▼

PR #25922, opened 2026-08-09
test(mitm-addon): cover content-type whitespace limits

### LINKED ISSUE #25872: test(python): pin bounded Content-Type whitespace scanning
## Problem

At current `main` (`c61b9c1ddc6591278d771451799316626c5d6b86`), `crates/runner/mitm-addon/src/body_capture.py:156-186` bounds attacker-controlled `Content-Type` scanning in two places. Leading optional whitespace and optional whitespace after the media type are each rejected after `_MAX_CAPTURE_HEADER_VALUE_TO_PRESERVE` characters.

The existing header tests cover ordinary OWS, overlong media-type text, and large parameters that are discarded after an early semicolon. They do not reach either OWS limit at `body_capture.py:169-170` or `176-177`.

## Mutation evidence

Deleting both OWS limit checks left all 201 body-capture tests green:

```text
tests/test_body_capture_headers.py
tests/test_body_capture_fields.py
tests/test_body_capture_stream_buffer.py
tests/test_body_capture_encoding.py
tests/test_body_capture_decompression.py

201 passed
```

External boundary cases distinguish current behavior from the mutant:

```text
value: 257 spaces + application/json
current: ***
mutant:  application/json

value: application/json + 257 spaces
current: ***
mutant:  application/json
```

## Impact

`Content-Type` is untrusted input processed on capture-enabled request and response paths. These checks are what prevent a whitespace-only prefix or suffix from forcing an unbounded scan before a small allowlisted media type is retained. Without mutation-sensitive tests, a refactor can remove that bounded-work contract while normal sanitization cases continue to pass.

## Acceptance criteria

- Add table-driven coverage for leading and post-media-type OWS at exactly 256 and 257 characters.
- Include a representative post-media-type case both with and without a following parameter delimiter.
- Assert values at the current bound preserve `application/json` and values beyond it are redacted as `***`.
- Exercise real captured-header sanitization without mocking `_sanitize_content_type_for_capture()`.
- Ensure deleting either OWS early-return guard fails the suite.
- Keep the change test-only; no production sanitizer behavior is required to change.

seven332:
## Summary

- cover the 256/257-character leading content-type OWS boundary
- cover the same post-media-type boundary at end-of-value and before a parameter delimiter
- assert captured-header preservation and redaction through real mitmproxy headers

## Scope

- test-only change; production sanitizer behavior is unchanged
- no API, data, dependency, deployment, or documentation changes

## Validation

- `uv lock --check`
- `uv sync --locked`
- `uv run --no-sync python -m pytest tests/test_body_capture_headers.py` (82 passed)
- independent mutation checks: removing the leading guard failed `leading-over-limit`; removing the post-media-type guard failed both post-media-type over-limit cases
- `uv run --no-sync python -m pytest tests/` (5,073 passed)

Closes #25872

### DIFF
--- a/crates/runner/mitm-addon/tests/test_body_capture_headers.py
+++ b/crates/runner/mitm-addon/tests/test_body_capture_headers.py
@@ -41,6 +41,45 @@ class TestSanitizeHeadersForCapture:
         assert result["Content-Type"] == expected
 
     @pytest.mark.parametrize(
+        ("value", "expected"),
+        [
+            pytest.param(
+                (" " * 256) + "application/json",
+                "application/json",
+                id="leading-at-limit",
+            ),
+            pytest.param(
+                (" " * 257) + "application/json",
+                "***",
+                id="leading-over-limit",
+            ),
+            pytest.param(
+                "application/json" + (" " * 256),
+                "application/json",
+                id="trailing-at-limit",
+            ),
+            pytest.param(
+                "application/json" + (" " * 257),
+                "***",
+                id="trailing-over-limit",
+            ),
+            pytest.param(
+                "application/json" + (" " * 256) + "; charset=utf-8",
+                "application/json",
+                id="before-parameter-at-limit",
+            ),
+            pytest.param(
+                "application/json" + (" " * 257) + "; charset=utf-8",
+                "***",
+                id="before-parameter-over-limit",
+            ),
+        ],
+    )
+    def test_content_type_optional_whitespace_is_bounded(self, headers, value, expected):
+        result = _sanitize_headers_for_capture(headers(("Content-Type", value)))
+        assert result["Content-Type"] == expected
+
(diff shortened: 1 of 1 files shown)


seven332:
## Code Review: PR #25922

**Reviewed head:** `202bdec718cfeb5e52ad80b706486925551d38d9`

### Summary

The PR adds six focused 256/257-character content-type OWS boundary cases through the real captured-header sanitizer and mitmproxy headers. It preserves the approved test-only scope and changes no production behavior.

### Findings

No findings.

### Testing

The focused 82-test header suite, Ruff format/lint, BasedPyright, and all 5,073 mitm-addon tests pass locally. Independent mutations confirmed that deleting either OWS guard makes its corresponding over-limit cases fail. GitHub CI is still pending.

### Verdict

LGTM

▲

_WHAT YOU SHOULD DO_. Your task is to copy each line of the material that contains the word "result".

_SOLUTION FOR THIS TASK_.
         assert result["Content-Type"] == expected
+        result = _sanitize_headers_for_capture(headers(("Content-Type", value)))
+        assert result["Content-Type"] == expected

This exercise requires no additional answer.